> **Task description**
Should a line below contain the word "Like", report it.

Items from a dataset:
'''
PR #216, opened 2024-01-30
Removed root processes

Dashboy1998:
## Context 

* Continuation of #167 
* Allows container to be ran with `--user` but still runs with PUID & GUID.

## Choices

* Keeping the ability to still run as root as to not break anything. Ideally we would later change the image so PUID/PGID is not used and --user must be used.

## Test instructions

> [!IMPORTANT]
> You must set user to `NUMBERICAL_UID:NUMBERICAL_GID`
> To find your UID run `id -u` & to find your GID run `id -g`. In the examples they are listed as 1000:1000.
> If you wish to run it as a different UID/GID this can by done by changing the ownership: `chown UID:GID palworld/`
> or by changing the permissions for all other: `chmod o=rwx palworld/`

1. Try to start the container as root:root, It should work
2. Try to start the container as root:steam, Given error
3. Try to start the container as steam:root, Given error
4. Start container with 1000:1000 (This is the same as steam:steam)
5. Verify rcon-cli is working: `docker exec palworld-server rcon-cli showplayers`
6. Verify backup works: `docker exec palworld-server backup`
7. Verify no processes are running as root: `docker exec -t palworld-server top -n 1`
8. Verify supercronic is running: `docker exec -t palworld-server bash -c "top -n 1 | grep --color supercronic"`


Dashboy1998:
Still in progress.

thijsvanloef:
Would it be possible to port these changes to a true rootless container? Like the one https://github.com/CM2Walki/steamcmd offers?

Dashboy1998:
> Would it be possible to port these changes to a true rootless container? Like the one https://github.com/CM2Walki/steamcmd offers?

Yes.

Now if we do that we have two options.
1. Only start as steam (1000:1000) however this means the files that are created are owned by 1000:1000 in your binds so you must make sure 1000 has permission in the bind.
2. Allow them to start as any nonroot user. Just need to remove the su and all root specific tasks.

Dashboy1998:
@thijsvanloef There is no advantage to switching from cm2network/steamcmd:root to cm2network/steamcmd:steam as we would have to change to root in the dockerfile to install packages then switch back to steam.

If you want to move forward on dropping PUID/PGUID and running with `user: 0:0` then let me know and I can implement that.

thijsvanloef:
>  There is no advantage to switching from cm2network/steamcmd:root to cm2network/steamcmd:steam as we would have to change to root in the dockerfile to install packages then switch back to steam.

Yeah I believe that is why I opened this repo with the base image with the `:root` tag.

I want to keep the PUID/PGUID as that keeps it backwards compatible, and close to the linuxserver.io standard. 
I would much rather keep the PUID PGID and drop the user: 0:0 from the examples as that confuses people

thijsvanloef (approved):

PR #218, opened 2024-01-30
Add initial artifacthub-repo.yml

Twinki14:
# Motivations
Our helm chart should be good to go to put on artifact hub, https://artifacthub.io/

# Modifications
- Add `artifacthub-repo.yml` to `gh-pages`, which registers our helm chart to be picked up by artifact-hub

### DIFF
--- a/artifacthub-repo.yml
+++ b/artifacthub-repo.yml
@@ -1,3 +1,4 @@
-repositoryID: '' # Blank for now
+repositoryID: 32c45b50-f5e4-4e14-a0db-96213c6657ab
 owners:
 - name: thijsvanloef
+- name: Twinki14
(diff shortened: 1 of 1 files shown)


thijsvanloef:
@Twinki14 where does the `repositoryID: 32c45b50-f5e4-4e14-a0db-96213c6657ab` come from?

Twinki14:
> @Twinki14 where does the `repositoryID: 32c45b50-f5e4-4e14-a0db-96213c6657ab` come from?

When adding a repository to artifact hub, you create a repository at https://artifacthub.io, which gives you a repositoryID to use. As far as I know, this repository doesn't give you any "control" over the actual package (aside from the display name of the artifact), it's only there to verify that the publisher is from the same source as the `artifacthub-repo.yml`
'''
> **Solution**
Would it be possible to port these changes to a true rootless container? Like the one https://github.com/CM2Walki/steamcmd offers?
> Would it be possible to port these changes to a true rootless container? Like the one https://github.com/CM2Walki/steamcmd offers?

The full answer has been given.